Keywords: Cognitive control, Eating behavior, Impulsivity
1. Introduction
Self-control, or resistance to temptation, has been studied in the context of social, developmental and cognitive psychology. This ability can be operationally defined as the capacity to accomplish goal directed behavior in the face of salient, competing inputs and actions (Casey et al., 2005). A prominent component of self-control is the ability to suppress inappropriate behaviors in favor of appropriate ones, often termed impulse control (Casey et al., 1997; Rothbart et al., 2001; Spinrad et al., 2007), and can be measured by a number of self-report assessments and behavioral tasks (Mobbs et al., 2008; Somerville et al., 2011; Grose-Fifer et al., 2013). The classic go/no-go task measures the ability to maintain behavioral control in the face of interfering stimuli, by measuring an individual’s speed and accuracy when instructed to respond to a frequent target (go trial) and withhold response to a rare nontarget (no-go trial). Modifications of the classic go/no-go task (Durston et al., 2003; Hare et al., 2005, 2008; Tottenham et al., 2011) have been successfully used to measure motivationally-driven behavior using different subsets of salient cues, such as emotional faces, in examining emotion regulation across the developmental spectrum (Casey et al., 1997; Casey et al., 2007; Casey et al., 2011). In clinical populations, such as individuals diagnosed with an eating disorder, clinically-relevant stimulus sets (i.e. appetitive food cues) may be particularly useful to measure self-control in the context of the disorder. Impulsivity has been associated with food intake among healthy-weight individuals (Lindroos et al., 1997; Hays et al., 2002; Guerrieri et al., 2007; Guerrieri et al., 2008; Savage et al., 2009). While viewing advertising logos for food, healthy-weight children show enhanced recruitment of brain regions associated with impulse control relative to obese children (Bruce et al., 2013).

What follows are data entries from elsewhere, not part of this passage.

PR #3319, opened 2025-11-24
feat(client): check target's close group from targeted nodes' perspective

maqi:
### Description

* After client got close_group candidates via `kad::get_closest_peers`, carry out a check among them
* Only those candidates that responds to the check, and also being known by others shall be considered as valid candidate
* The `Multiaddr` infos that collected from the check will be used, as these infos from neighbours will be more accurate. 
* Expanded the quoting candidates range (from 7 to 10) to tackle the severe production network status


RolandSherwin (approved):
LGTM!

Individuals with bulimia nervosa and binge-eating disorder (Nasser et al., 2004) display greater impulsivity scores on self-report measures compared to healthy controls, and, using fMRI, patients with bulimia fail to engage self-regulatory circuits to the same degree as healthy controls (Marsh 2009). Clinically, patients with anorexia nervosa display a remarkable ability to control their food intake behavior (Mayer et al., 2012) and demonstrate enhanced ability to delay monetary (e.g. non-food) rewards (Steinglass, 2012)

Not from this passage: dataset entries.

PR #3322, opened 2025-11-26
feat(node): carry out fetch check among closeup peers and block bad ones

maqi:
### Description

* Node carry out periodical check against closeup nodes.
* When a peer failed to respond properly, it will be removed from node's local RT and be blocked.
* In case of disk failure detected, only prune the local indexing cache

### DIFF
--- a/ant-node/src/networking/driver/cmd.rs
+++ b/ant-node/src/networking/driver/cmd.rs
@@ -439,6 +439,7 @@ impl SwarmDriver {
             LocalSwarmCmd::AddPeerToBlockList { peer_id } => {
                 cmd_string = "AddPeerToBlockList";
                 let _ = self.swarm.behaviour_mut().blocklist.block_peer(peer_id);
+                let _ = self.blocked_peers.insert(peer_id);
             }
             LocalSwarmCmd::RecordNodeIssue { peer_id, issue } => {
                 cmd_string = "RecordNodeIssues";
--- a/ant-node/src/networking/driver/cmd.rs
+++ b/ant-node/src/networking/driver/cmd.rs
@@ -438,6 +438,7 @@ impl SwarmDriver {
             }
             LocalSwarmCmd::AddPeerToBlockList { peer_id } => {
                 cmd_string = "AddPeerToBlockList";
+                self.record_metrics(Marker::PeerConsideredAsBad { bad_peer: &peer_id });
                 let _ = self.swarm.behaviour_mut().blocklist.block_peer(peer_id);
                 let _ = self.blocked_peers.insert(peer_id);
             }
--- a/ant-node/src/networking/driver/cmd.rs
+++ b/ant-node/src/networking/driver/cmd.rs
@@ -359,6 +359,11 @@ impl SwarmDriver {
                     });
                 }
             }
+            LocalSwarmCmd::RemoveOutOfSyncEntry { key } => {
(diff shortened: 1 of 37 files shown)


ant-node/src/networking/driver/cmd.rs
```diff
@@ -430,7 +435,9 @@ impl SwarmDriver {
             }
             LocalSwarmCmd::AddPeerToBlockList { peer_id } => {
                 cmd_string = "AddPeerToBlockList";
+                self.record_metrics(Marker::PeerConsideredAsBad { bad_peer: &peer_id });
                 let _ = self.swarm.behaviour_mut().blocklist.block_peer(peer_id);
+                let _ = self.blocked_peers.insert(peer_id);
```
RolandSherwin: Why do we have to have 2 block list here?
Looking at the new `blocked_peers` field, it is used to disconnect the peer after identify, but I assume the `blocklist behaviour` would do the same? Am I missing something?

ant-node/src/node.rs
```diff
@@ -1006,12 +1020,304 @@ impl Node {
...
+                return;
+            }
+        };
+
+        let mut nearby_records: Vec<NetworkAddress> = local_records
+            .into_iter()
+            .filter_map(|(address, record_type)| {
+                if record_type != ValidationType::Chunk {
+                    return None;
+                }
```
RolandSherwin, line 1223: Should we just verify Chunks here? The method fetch_record_from_peers_with_addresses just verifies if x candidates hold the record, it does not really verify the record. So we can avoid the filter here?

ant-node/src/node.rs
```diff
@@ -1006,12 +1020,304 @@ impl Node {
...
+            return;
+        }
+
+        if successful_peers.len() < MIN_HEALTHY_REPLICA_COUNT {
+            warn!(
+                "Replica verification fetched only {} copies of {pretty_key:?}. Record is unhealthy; skipping peer classification.",
+                successful_peers.len()
+            );
+            return;
+        }
```
RolandSherwin, line 1299: Shouldn't we also call `Self::schedule_record_fetch_retry` when < 3 records are found? Why do we skip if the record is unhealthy? is it because we feel that we cannot replicate this record correctly to everyone?

ant-node/src/node.rs
maqi: We can only verify Chunk types, as the other mutable datatypes may have non-consistent copy to us.

> it does not really verify the record

The Chunk type is self-verifiable. When deserialize a Chunk from Record, if content doesn't leads to the chunk_name, an error shall be raised.

ant-node/src/node.rs
maqi: >  Why do we skip if the record is unhealthy? is it because we feel that we cannot replicate this record correctly to everyone?

Yes.
That's a record ALREADY drop below the healthy status, hence a peer doesn't holds it shall not be blamed.

ant-node/src/networking/driver/cmd.rs
maqi: Good suggestion, will switch to use the blocklist behaviour directly.

RolandSherwin (approved):
LGTM!

dirvine (approved):
Looks great now @maqi Thanks for the review fixes

dirvine (approved):

PR #3323, opened 2025-11-27
Further Support for Automatic Upgrades

jacderida:
- d63bf1271 **chore: utility target for providing binary hashes**

- 7b2d6b0fc **feat: `antnode` automatic upgrades for unix platforms**

  quicker and safer.

  below).

    sha256 hash.
    information.

  mentioned above.

  deleted.

- 6674bf164 **chore!: use 'always' restart policy for `antctl add`**

  BREAKING CHANGE: new node deployments with `antctl` will apply a different restart policy.

  With `antctl` we are going to configure services for node deployments to always restart. This is so
  we can use the node deployments with the automatic upgrades feature and let the service manager
  handle the restart of the `antnode` process. If `antnode` itself were to restart the process, the
  service manager would consider it to be dead, which would break the status tracking for `antctl`.

  We need to provide a `--stop-on-upgrade` argument for `antnode` such that it will stop the process
  on the upgrade rather than restart it, and allow the service manager to perform the restart. This
  will be coming in the next commit.

  The `node-launchpad` has been configured to use 'never' for the restart policy because we ran into
  problems with the UPnP feature if the launchpad continually restarted nodes. So automatic upgrades
  just won't be supported when using the launchpad. We will need to provide another `antnode` argument
  to disable automatic upgrades, which will come in another commit.

- 73e1de96c **feat: provide `--stop-on-upgrade` argument for `antctl`**

  If this argument is used the node will be stopped after it is upgraded, rather than restarted.

  This is to allow the service manager to restart the process if the node is being run in this
  context, which it will be if it is deployed using `antctl`, which is updated in this commit to
  always supply the argument as part of the service definition for a node.

- c5fb3e828 **feat: improve process detection for antnode services**

  The upgrade process introduced a problem with the detection of processes using the path-based
  approach we had. When the binary is overwritten, it seems the text " (deleted)" gets appended to the
  path, and thus the `antctl status` command was marking services as stopped when they were still
  running and scheduled to be upgraded.

  This new approach first tries to use the stored PID, then falls back on the path-detection
  mechanism, attempting to take the "(deleted)" suffix into account.

- a07daab7c **chore: update reference to `ant-releases`**

  The new version with the release information was published to `crates.io`, so the development
  reference can now be replaced.

- e1c1ee255 **chore: sleep in upgrade loop rather than handler**

  It was pointed out in review feedback that it would be better to perform the upgrade delay in the
  upgrade loop rather than in the node control handler because it could interfere with the node
  stopping on errors or when using ctrl+c.

- 643f14642 **chore: improve logging for upgrades**

  I added the information I found useful during the development process.

### DIFF
--- a/ant-node-manager/Cargo.toml
+++ b/ant-node-manager/Cargo.toml
@@ -51,7 +51,7 @@ semver = "1.0.20"
 serde = { version = "1.0", features = ["derive"] }
 serde_json = "1.0"
 reqwest = { version = "0.12", default-features = false, features = ["json", "rustls-tls"] }
-service-manager = "0.8.0"
+service-manager = { git = "https://github.com/jacderida/service-manager-rs", branch = "generic_restart_policy" }
 sysinfo = "0.30.12"
 thiserror = "1.0.23"
 tokio = { version = "1.43", features = ["full"] }
--- a/ant-node-manager/Cargo.toml
+++ b/ant-node-manager/Cargo.toml
@@ -34,7 +34,7 @@ ant-build-info = { path = "../ant-build-info", version = "0.1.29" }
 ant-evm = { path = "../ant-evm", version = "0.1.17" }
 ant-logging = { path = "../ant-logging", version = "0.2.52" }
 ant-protocol = { path = "../ant-protocol", version = "1.0.9" }
-ant-releases = { version = "0.4.1" }
+ant-releases = "0.4.2"
 ant-service-management = { path = "../ant-service-management", version = "0.4.16" }
 evmlib = { path = "../evmlib", version = "0.4.5" }
 chrono = "~0.4.19"
--- a/ant-node/src/bin/antnode/main.rs
+++ b/ant-node/src/bin/antnode/main.rs
@@ -468,11 +468,12 @@ You can check your reward balance by running:
                     Ok(()) => {
                         let delay = calculate_restart_delay(&running_node_clone).await;
                         info!("Calculated delay: {delay:?}");
+                        sleep(node_restart_delay).await;
 
                         let node_ctrl = if stop_on_upgrade {
                             info!("Upgrade successful. Triggering stop...");
                             NodeCtrl::Stop {
-                                delay,
+                                delay: Duration::from_secs(0),
                                 result: StopResult::Success(
                                     "Upgrade completed successfully".to_string(),
                                 ),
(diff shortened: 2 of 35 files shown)


ant-node-manager/Cargo.toml
```diff
@@ -51,7 +51,7 @@ semver = "1.0.20"
 serde = { version = "1.0", features = ["derive"] }
 serde_json = "1.0"
 reqwest = { version = "0.12", default-features = false, features = ["json", "rustls-tls"] }
-service-manager = "0.8.0"
+service-manager = { git = "https://github.com/jacderida/service-manager-rs", branch = "generic_restart_policy" }
```
maqi, line 54: a note that this shall be updated before merge

ant-node/src/bin/antnode/main.rs
```diff
@@ -433,6 +453,58 @@ You can check your reward balance by running:
...
+        let ctrl_tx_restart = ctrl_tx.clone();
+        let running_node_clone = running_node.clone();
+        tokio::spawn(async move {
+            loop {
+                // 72 hours (259200 seconds) with ±5% randomization to prevent simultaneous upgrades
+                let base_delay = 259200;
+                let variance = rand::thread_rng().gen_range(-12960..=12960);
+                let upgrade_check_delay_secs = (base_delay + variance) as u64;
+                let upgrade_check_wake_time =
+                    chrono::Utc::now() + chrono::Duration::seconds(upgrade_check_delay_secs as i64);
```
maqi, line 467: this block of calculation can be outside of the loop

ant-node/src/bin/antnode/main.rs
```diff
@@ -433,6 +453,58 @@ You can check your reward balance by running:
...
+                            }
+                        };
+
+                        if let Err(err) = ctrl_tx_restart.send(node_ctrl).await {
+                            error!("Failed to send control command: {err}");
+                        }
+                        break;
+                    }
+                    Err(e) => {
+                        error!("Error during upgrade process: {e}");
```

When studying eating disorders, it is important to be able to distinguish behavioral differences in food-specific self-control from characteristic developmental differences in overall impulsivity. Eating disorders often first manifest during adolescence, but not uncommonly persist into adulthood, whereas impulse control, gradually improves from childhood to early adulthood. Additionally, subjective sensitivity to appetitive cues in our environment greatly influences our ability to exert self-control. Sensitivity to environmental cues has been shown to differ across development and within populations and can drive differences seen in self-control, where overall impulsivity measures are unable to capture this variability.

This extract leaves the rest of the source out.